● **Work required**
Go through the entries below and copy each line containing the word "examples".

(Data Opens)

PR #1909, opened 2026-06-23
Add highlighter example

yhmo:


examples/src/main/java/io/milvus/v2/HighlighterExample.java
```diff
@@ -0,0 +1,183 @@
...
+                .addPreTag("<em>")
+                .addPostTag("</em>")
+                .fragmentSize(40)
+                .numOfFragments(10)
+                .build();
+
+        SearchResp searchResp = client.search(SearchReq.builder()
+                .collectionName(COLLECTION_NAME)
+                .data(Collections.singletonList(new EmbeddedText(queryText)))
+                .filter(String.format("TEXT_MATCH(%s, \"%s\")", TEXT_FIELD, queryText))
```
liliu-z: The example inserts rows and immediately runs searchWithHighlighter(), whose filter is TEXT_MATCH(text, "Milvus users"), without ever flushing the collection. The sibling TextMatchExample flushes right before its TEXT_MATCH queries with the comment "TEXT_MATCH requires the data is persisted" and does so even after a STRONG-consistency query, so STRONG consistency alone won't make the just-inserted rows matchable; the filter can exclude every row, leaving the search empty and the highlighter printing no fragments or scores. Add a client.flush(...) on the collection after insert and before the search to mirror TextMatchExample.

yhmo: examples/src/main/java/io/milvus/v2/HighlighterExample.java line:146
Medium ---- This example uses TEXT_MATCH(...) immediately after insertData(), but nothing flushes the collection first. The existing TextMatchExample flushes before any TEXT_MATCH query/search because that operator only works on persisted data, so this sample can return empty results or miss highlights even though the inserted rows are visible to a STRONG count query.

(Data Closes)
(Data Opens)

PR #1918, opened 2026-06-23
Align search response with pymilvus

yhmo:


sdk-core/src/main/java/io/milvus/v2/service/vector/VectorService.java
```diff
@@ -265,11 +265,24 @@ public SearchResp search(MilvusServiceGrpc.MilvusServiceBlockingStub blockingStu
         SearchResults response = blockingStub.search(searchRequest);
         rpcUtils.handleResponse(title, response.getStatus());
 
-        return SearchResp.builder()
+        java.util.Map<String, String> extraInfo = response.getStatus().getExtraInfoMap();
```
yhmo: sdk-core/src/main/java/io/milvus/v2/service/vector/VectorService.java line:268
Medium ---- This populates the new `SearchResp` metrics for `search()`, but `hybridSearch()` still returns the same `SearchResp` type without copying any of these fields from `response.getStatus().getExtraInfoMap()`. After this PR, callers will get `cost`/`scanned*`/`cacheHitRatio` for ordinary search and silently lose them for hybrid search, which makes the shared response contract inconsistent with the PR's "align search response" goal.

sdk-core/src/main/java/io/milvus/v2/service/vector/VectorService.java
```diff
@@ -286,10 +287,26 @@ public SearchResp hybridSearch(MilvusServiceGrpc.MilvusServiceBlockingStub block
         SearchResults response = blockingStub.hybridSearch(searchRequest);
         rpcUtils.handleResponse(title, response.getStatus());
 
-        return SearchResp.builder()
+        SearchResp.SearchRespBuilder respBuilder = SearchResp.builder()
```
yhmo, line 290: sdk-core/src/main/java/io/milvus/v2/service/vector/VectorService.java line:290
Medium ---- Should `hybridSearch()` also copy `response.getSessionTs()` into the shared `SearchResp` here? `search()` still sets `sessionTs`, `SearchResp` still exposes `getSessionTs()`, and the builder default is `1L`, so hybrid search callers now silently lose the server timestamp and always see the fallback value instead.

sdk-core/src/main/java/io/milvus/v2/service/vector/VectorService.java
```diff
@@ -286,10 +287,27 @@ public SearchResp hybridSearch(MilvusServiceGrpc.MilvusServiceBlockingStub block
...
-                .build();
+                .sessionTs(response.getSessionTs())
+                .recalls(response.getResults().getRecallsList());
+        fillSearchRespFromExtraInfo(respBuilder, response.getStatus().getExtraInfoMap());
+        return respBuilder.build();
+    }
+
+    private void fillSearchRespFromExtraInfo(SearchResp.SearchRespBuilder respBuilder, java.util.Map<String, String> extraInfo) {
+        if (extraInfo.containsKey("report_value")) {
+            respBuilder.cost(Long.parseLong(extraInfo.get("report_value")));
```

(Data Closes)

● **Exercise result**
examples/src/main/java/io/milvus/v2/HighlighterExample.java
yhmo: examples/src/main/java/io/milvus/v2/HighlighterExample.java line:146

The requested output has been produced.